Spokes have rolled threads, and it is best to find a shop with a Phil Wood Spoke machine. Cut threads are a distant second place! Velomax hubs have the spoke Loctited in place with a very stiff grade of Loctite. You have to heat the spoke with a butane lighter similar to the kind that is extended for use on a grill. The Loctite has to be heated to 350 Deg. F to soften the loctite. It als has to stay at the temp or higher the whole time you are removing the spoke or it will lock up again. I have done more than a few of these, and that is the way it works. You have to thread the new spoke into that hole with fresh loctite on it, they want you to let it cure overnight before putting the spoke into the rim and tightening it up.


----------



## Kerry Irons (Feb 25, 2002)

*Oh, yeah*



curlybike said:


> Spokes have rolled threads.


Right you are - forgot about that detail. The whole Loctite thing really makes you wonder about the technology, since a "normal" wheel doesn't need any thread locking compounds to stay in shape. Just another knock on the boutique concept


----------



## Mark McM (Jun 18, 2005)

*Spoke threads*



curlybike said:


> Spokes have rolled threads, and it is best to find a shop with a Phil Wood Spoke machine. Cut threads are a distant second place!

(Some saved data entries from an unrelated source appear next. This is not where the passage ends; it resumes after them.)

PR #5523, opened 2023-10-24
refactor training pages to allow rendering on client-side instead of …

sharon-odhiambo:
## What this PR does
Whenever a user is logged in wiki-education mode, they are able to access the get help button. The button is however not available when the user launches the training modules from the course page. This PR solves that problem:
Refactoring the training libraries page from the server side rendering by refactoring the index.html.erb to a React component
Refactoring a single library page from the server side to the client side

This PR addresses issue https://github.com/WikiEducationFoundation/WikiEduDashboard/issues/5486

Screenshots

After:
This video shows the affected pages functionalities and visual appearance.
[Screencast from 10-24-2023 02:09:35 AM.webm](https://github.com/WikiEducationFoundation/WikiEduDashboard/assets/88780311/f6c4f8ce-ebc6-4554-a211-d79e9ae07dde)


sharon-odhiambo:
Hi @ragesoss . This PR is ready for review.

ragesoss:
Thanks! This is a deeper React conversion than what I was suggesting — it converts the entire Training and Module views, rather than just implementing the nav in React and leaving the rest as server-rendered.

This is potentially good, and it looks like you've basically got it working!

One thing I notice as I try it out is that the 'No Libraries' message flashes briefly whenever you load the training index. The first render of any of these pages should avoid flashing any temporary messages like that.

app/assets/javascripts/actions/training_actions.js
```diff
@@ -2,12 +2,67 @@ import { extend } from 'lodash-es';
...
 
+export const fetchTrainingLibraries = () => async (dispatch) => {
+  try {
+    const response = await request('/training.json');
+    if (!response.ok) {
+      const data = await response.text();
+      response.responseText = data;
+      throw response;
+    }
+    const data = await response.json();
```
TheTrio, line 20: this can be extracted to a function — its used in a few places even before this PR

app/assets/javascripts/training/components/search_results.jsx
```diff
@@ -0,0 +1,22 @@
+import React from 'react';
+
+const SearchResults = ({ slides }) => {
+  if (slides && slides.length > 0) {
+    return (
+      <ul className="training-libraries no-bullets no-margin action-card-text">
+        {slides.map((slide, index) => (
+          <li key={index}>
+            <a href={`https://dashboard.wikiedu.org/training/${slide.path}`} target="_blank">
```
TheTrio, line 9: don't think this is correct? The root url will not always be `https://dashboard.wikiedu.org/`

app/assets/javascripts/actions/training_actions.js
sharon-odhiambo: Hi @TheTrio , sure I can do that.

app/assets/javascripts/training/components/search_results.jsx
sharon-odhiambo: Hi, while I didn't make any changes on this and not very sure, I think it will always be that url because the slides controller that has the data is using the TrainingSlide model.

sharon-odhiambo:
> Thanks! This is a deeper React conversion than what I was suggesting — it converts the entire Training and Module views, rather than just implementing the nav in React and leaving the rest as server-rendered.
> 
> This is potentially good, and it looks like you've basically got it working!
> 
> One thing I notice as I try it out is that the 'No Libraries' message flashes briefly whenever you load the training index. The first render of any of these pages should avoid flashing any temporary messages like that.

Hi @ragesoss . Sure, lemme check this out. And thank you for the feedback.

app/assets/javascripts/training/components/training_module_handler.jsx
```diff
@@ -39,24 +39,12 @@ const TrainingModuleHandler = createReactClass({
       );
     }
     );
-    let moduleSource;
-    if (this.props.training.module.wiki_page) {
-      moduleSource = (
-        <div className="training-module-source">
-          <a href={`https://meta.wikimedia.org/wiki/${this.props.training.module.wiki_page}`} target="_blank">{I18n.t('training.view_module_source')}</a>
-          <br />
-          <a href={`/reload_trainings?module=${this.props.training.module.slug}`}>{I18n.t('training.reload_from_source')}</a>
```
ragesoss: I think these messages are still relevant, they just shouldn't be shown until after the data has been loaded. If any empty response has already been received from the server, at that point we should show relevant 'missing' messages.

sharon-odhiambo:
Hi @ragesoss, so I was working on getting the module progress and I think this is ready now. However, I have 3 specs failing, in relation to the flashing messages. Initially the messages were only showing when @libraries.empty? is truthy. Currently though, that also seems to be truthy while the data is loading. Can you kindly assist on how I can counter that? I've moved the messages rendering to the controller as before but the specs are still failing.

ragesoss:
Hmm... I'm not sure. On the server, @libraries ought to be set by the time it renders, as Rails will wait until the data is loaded in that controller code before moving on. However, I think it would be ideal to move the message to React, and just not show it until after the data has been fetched and received... then only show it at that point if an empty array was received for Libraries.

ragesoss:
Hmm... I'm not sure what is going wrong. I suggest running the failing test locally with headless mode turned off (by removing the `headless` arg in rails_helper.rb).

ragesoss:
@sharon-odhiambo what's the status of this? it looks like some of the training-specific tests are still failing; were they passing for you locally? anything you are stuck with that i can try to get you unstuck with?

sharon-odhiambo:
Hi @ragesoss , the tests weren't passing locally when I run them but when I check the page when my database is empty the messages appear for both wiki edu and non-wiki edu mode. I'm not sure how to go about it from here.
I'll appreciate any help.

ragesoss:
Sorry, I didn't get a chance to dive into this to provide advice to get you unstuck. I'm going to close this now, as it overlaps with some work we're doing with the trainings currently, so it will be best to start fresh if/when someone returns to it.

PR #5528, opened 2023-11-07
Add admin view to copy courses from production instance of dashboard (#5528)

### LINKED ISSUE #4911: Create a way for admins to copy courses from a production instance of the Dashboard

gabina:
## What this PR does
This PR creates a new admin view to dump course data from a production dashboard to the local environment.
In order to do this a new copy course service was created, based on the already existing `setup/copy_course_from_production.rb` command.

The PR also fixes an existing bug on the command related to `update_logs` keys being parsed as string instead of integers.

Closes #4911

## Screenshots
Before:
No admin view

After:
Example of success and failure:

[example.webm](https://github.com/WikiEducationFoundation/WikiEduDashboard/assets/8717242/f880547a-7707-4029-8583-9e0165cd5cf1)

There are a lot of duplicated code in `setup/copy_course_from_production.rb` and the new copy course service. We should either delete the command or make a refactor on it to use the sevice.
It also looks like there is some code duplication in `setup/populate_dashboard.rb` that we may want to refactor.


app/views/admin/index.html.haml
```diff
@@ -14,21 +14,23 @@
   %h2 Useful links
```
gabina, line 14: I ordered the links alphabetically

setup/copy_course_from_production.rb
```diff
@@ -50,3 +51,8 @@ def make_copy_of(url)
   pp "http://localhost:3000/courses/#{course.slug}"
 end
 
+# When parsing update_logs from flags, keys are set as strings instead of integers
+# This causes problems, so we need to force the keys to be integers.
+def fix_update_logs_parsing(update_logs)
+  update_logs.transform_keys(&:to_i)
+end
```
gabina, line 58: There is a lot of code duplication, do we want to keep this command?

gabina:
@ragesoss this PR is ready for review whenever you have some free time. Failing tests don't seem to be related to the PR changes.

setup/copy_course_from_production.rb
ragesoss: No, this file should be removed.

app/services/copy_course.rb
```diff
@@ -0,0 +1,98 @@
...
+  def copy_main_course_data
+    # Extract the attributes we want to copy
+    params_to_copy = %w[school title term description start end subject slug timeline_start
+                        timeline_end type flags]
+    copied_data = {}
+    params_to_copy.each { |p| copied_data[p] = @course_data[p] }
+    @home_wiki = Wiki.get_or_create(language: @course_data['home_wiki']['language'],
+                                    project: @course_data['home_wiki']['project'])
+    copied_data['home_wiki_id'] = @home_wiki.id
+    copied_data['passcode'] = 'passcode' # set an arbitrary passcode
```
ragesoss, line 33: Since we could potential use this in production to copy from one server to another, I think it will be better to use a random passcode via `GeneratePasscode.call`.

app/views/admin/index.html.haml
```diff
@@ -14,21 +14,23 @@
...
   %ul
     %li
-      %a{href: '/article_finder'} Article Finder
+      %a{href: '/faq/new'} Add new FAQ
     %li
-      %a{href: '/usage'} Usage
+      %a{href: '/article_finder'} Article Finder
     %li
-      %a{href: '/sidekiq'} Job queue
+      %a{href: '/copy_course'} Copy Course from Another Dashboard Server
```
ragesoss, line 21: 'Copy course from another server'. No need for extra capitalization, and I think 'Dashboard' is redundant.

app/views/shared/_flash.html.haml
```diff
@@ -1,5 +1,5 @@
 - if flash[:notice]
-  .notification= flash[:notice]
+  .notification= flash[:notice].html_safe
```
ragesoss, line 2: What is this change for?

ragesoss:
This looks great overall.

app/views/shared/_flash.html.haml
gabina: oh I cherry-picked this from the [previous PR](https://github.com/WikiEducationFoundation/WikiEduDashboard/pull/4914/files#diff-62220853e559babd01ed5e0d5717a56f1ab4f0a8d1f0d8907e48dbed27266501). 
We are using `flash[:notice]` for rendering the success message in the controller, and that message has a link to the new course (which is added using `<a>` tag). It looks like we need to add the `html_safe` to indicate that the string should be considered safe HTML content and should not be escaped when rendered in a view. Without the `html_safe`, the link doesn't render properly.

app/views/admin/index.html.haml
gabina: Done on 048de6856118b649e1f5d97e595e75c18fdaf3fa

app/services/copy_course.rb
gabina: Done on 65188dad85135cd0f29871dc2195194f4d13eb81

setup/copy_course_from_production.rb
gabina: Done on fff45d60a71334b38b007bfaab1c18b73c09c91d

Issue #5532, opened 2023-11-14
Create an Independent Program - quits when trying to select hours/minutes before the date.


ujjwalpathaak:
### What is happening?
When trying to create a new program and selecting dates for start/end of activity tracking etc... when not done in CHRONOLOGICAL ORDER quits the process and returns to main screen.

### To Reproduce

> Steps to reproduce the behavior:
> 1. Go to 'Dashboard'
> 2. Click on 'Create an Independent Program'
> 3. Click on 'Basic Program'
> 4. Fill in details. Click Next
> 5. Try selecting minutes before selecting the hours or hours before selecting the date.
> 6. See error - it would quit the process

![image](https://github.com/WikiEducationFoundation/WikiEduDashboard/assets/92005669/86233b1f-b870-4451-b55a-f894f8a8d685)

### Expected behavior
> The other fields should be disabled while the prerequisite isn't met

ujjwalpathaak:
Can I work on this issue? I have figured out the problem and thinking about a solution for the same.

ujjwalpathaak:
Hi @ragesoss can you have a look at this and provide any feedback necessary

ragesoss:
Nice job spotting this bug! I'm surprised we never caught it before.

PR #5533, opened 2023-11-14
Fix/create an independent program quits

ujjwalpathaak:
## What this PR does
#5532 - If you try to set the time before picking a date, the process will stop and take you back to the main screen. This happens because, without a date, the function can't check the time format properly.

To make things smoother for users, the time fields will be inactive until you choose a date. This way, you won't be able to set the time until you've selected a date first. Once you pick a date, then you can set the time. This should make the whole process more intuitive.

## Screenshots
Before:
image

After:
image

### DIFF
--- a/config/locales/se.yml
+++ b/config/locales/se.yml
@@ -73,6 +73,9 @@ se:
     cancel: Gaskkalduhte
     creator:
       save_cloned_course: Vurke
+    student_editors: Geavaheaddjit
+    students: Geavaheaddjit
+    students_short: Geavaheaddjit
   editable:
     cancel: Gaskkalduhte
     save: Vurke
@@ -106,6 +109,7 @@ se:
   uploads:
     file_name: Fiilanamma
   users:
+    editors: Geavaheddjiid mearri
     first_name: Ovdanamma
     last_name: Goargu
     loading: Viežžamin geavaheddjiid...


ragesoss:
Looks like there are some linting errors.

I tested it out manually, and it looks like this will work.

ujjwalpathaak:
I have resolved the linting issues which where mentioned.
image

ujjwalpathaak:
@ragesoss I have made the changes.

ragesoss:
It looks like there might be a behavior change that is affecting one or two the tests. Can you check whether the two feature tests that failed in CI also fail locally for you? If so, you may need to adjust the tests to work with the new datetime behavior.

ujjwalpathaak:
Hello, @ragesoss I encountered several issues with my previous approach due to how date input was being handled.

I've taken a different approach. Now, there's a reducer call to notification.js, and an error message is prompted, saying to enter the date before the time.

While my yarn test cases are passing successfully, I'm feeling a bit uncertain about the rspec test cases. I am new to unit testing and Ruby.

According to me, the test cases affected by my changes are passing, but it would be great if I could take a look at the CI to confirm whether any further adjustments are needed.

image

ujjwalpathaak:
Hello @ragesoss all the checks have passed for the last commit. Can you please have a look at my approach?

app/helpers/application_helper.rb
```diff
@@ -41,7 +41,11 @@ def fingerprinted(path, filename, file_prefix = nil)
   def css_fingerprinted(filename)
     manifest_path = "#{Rails.root}/public/assets/javascripts/manifest.json"
     manifest = Oj.load(File.read(File.expand_path(manifest_path, __FILE__)))
-    manifest[filename].split('/').last
+    if manifest[filename]
```
ragesoss, line 44: This seems unrelated. What is this change for?

ragesoss:
I think the error notice is a little too aggressive. A better option might be to automatically set the date to today if the user clicks the time picker before the date is set.

app/helpers/application_helper.rb
ujjwalpathaak: I'll stash that change, it was for one of the test failing locally for me but i guess it’s unnecessary and was probably a local issue

ujjwalpathaak:
@ragesoss Hey i guess i made a mistake. Can you please have a look and please resolve this?

ragesoss:
Can you explain a little more? What should I have a look at?

ujjwalpathaak:
I was trying to make some changes in my fork but I ended up force merging this pull request and now it shows it's merged and closed.

image
image

ujjwalpathaak:
> I think the error notice is a little too aggressive. A better option might be to automatically set the date to today if the user clicks the time picker before the date is set.

So should I raise a new pull request with these changes?

ragesoss:
Yes, that's fine.

Issue #4466, opened 2021-05-04
Standarize the usage of icons in the UI


ragesoss:
Icons are implemented in different ways throughout the app. There's an 'icon font' (`app/assets/fonts`) which hasn't been updated in a long while but it still used for some icons, via CSS classes. There are also a variety of SVG icons (`app/assets/images`) which are used as background images for CSS classes, and there are some SVG icons defined directly in JSX components (eg, `enroll_card.jsx`).

Identify the best pattern for handling icons throughout the app and standardize it so that all icons are implemented the same way.

### Related Files & Code:

* `app/assets/stylesheets/_icons.styl`

aaditya9899:
we can use fontawesome for that i think so?

aaditya9899:
yeah I thought so while implementing fontawesome but installing it will bring all the icons from the library which might reduce page efficiency and better alternative might be using react-icons library as it will just import the necessary icons and that too from different websites!! 

here's the link , do tell me how this sounds to you.

[https://react-icons.github.io/react-icons]

aaditya9899:
yeah I get to know while implementing fontawesome that installing it will bring all the icons from the library which will reduce page performance and better alternative might be using react-icons library as it will just import only the necessary icons we use in the page and also provide one additional functionality of choosing icons from different library as well like fontAwesome, Feather, Bootstrap etc !!!

here's the link , do tell me how this sounds to you.

https://react-icons.github.io/react-icons

ragesoss:
We want to keep the current icons we're using, and just standardize how they are implemented. It looks like `react-icons` is a library for importing from an existing collection of icons, not taking custom icons and integrating them into an app.

aaditya9899:
Oh okay understood i will tell you if i start working on this one.

prashulkale:
if you allow me to contribute on the feature, I will update it with REMIX ICON

ragesoss:
I don't know anything about Remix Icon. If it can be used for any icon assets (so that we can continue using the current icons we have, and just standardize them via this library), then I'm open to it. I suggest starting with a demo showing how it would be implemented for a single icon, one of the ones we already use.

ujjwalpathaak:
There are ways the icons are being used as per the issue - 
**1. icons directly mentioned in JSX components -** identify JSX components to find instances where icons are directly mentioned. Convert these icons to SVG files and use them just like other SVGs being used.
[...]

PR #5538, opened 2023-11-28
Issue4466/inline svg to svg files and trying out font files conversion

ujjwalpathaak:
reference #4466 

## Changes
Inline SVGs were being used in the files -
```
app/assets/javascripts/components/common/notifications.jsx
```
```
app/assets/javascripts/components/enroll/enroll_card.jsx
```
It was basically a simmilar and a smaller version of the close "X" SVG previously being used so I made a new file ``` app/assets/images/search_icon.svg ``` and set it as a background in ``` _icons.style``` for the class ```.icon-close-small```.

This is the way majority of icons are currently being used - in svg format and being set as a background for different classes and the classes are then being used in jsx components.

## Screenshots
Before:
image
After:
image

## Font Files approach
I converted the ```icons.ttf``` to **.sdf** format, then I was able to export the SVGs of the icons being used using FontForge software.

Now i have all the SVGs that were being used like this - 
```
@font-face {
  font-family: "icons";
  src: url('../fonts/icons.eot');
  src: url('../fonts/icons.eot?#iefix') format('eot'),
    url('../fonts/icons.woff') format('woff'),
    url('../fonts/icons.ttf') format('truetype');
  font-weight: normal;
  font-style: normal;
}

.icon:before {
  display: inline-block;
  font-family: "icons";
  font-style: normal;
  font-weight: normal;
  line-height: 1;
  -webkit-font-smoothing: antialiased;
  -moz-osx-font-smoothing: grayscale;
}

.icon-search:before { content: "\EA08" }
```
So to standardize the process I used the search icon SVG in "icon-search" class replacing the content attribute to background-image and then used that class in JSX file.

Like this other icons can also be converted from font files to svgs *this was done for testing purpose*


ujjwalpathaak:
@ragesoss Please have a look at this and let me know if any changes are necessary.

Issue #4234, opened 2020-10-09
FAQ loads without default questions


rajat2502:
> Thanks for reporting a problem! Please delete any line that begins with a '>' (including this one) and replace with your own content.

### What is happening?
> The FAQ page loads without any default questions if the search icon in the navbar is clicked without any search text.

### To Reproduce

> Steps to reproduce the behavior:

It is true that rolled threads are stronger than cut threads. But I have never seen a cut thread on a spoke. All the the spoke threaders I have seen (including the inexpensive hand threaders) rolls the threads, not cut them.



curlybike said:


> Velomax hubs have the spoke Loctited in place with a very stiff grade of Loctite. You have to heat the spoke with a butane lighter similar to the kind that is extended for use on a grill. The Loctite has to be heated to 350 Deg. F to soften the loctite. It als has to stay at the temp or higher the whole time you are removing the spoke or it will lock up again. I have done more than a few of these, and that is the way it works. You have to thread the new spoke into that hole with fresh loctite on it, they want you to let it cure overnight before putting the spoke into the rim and tightening it up.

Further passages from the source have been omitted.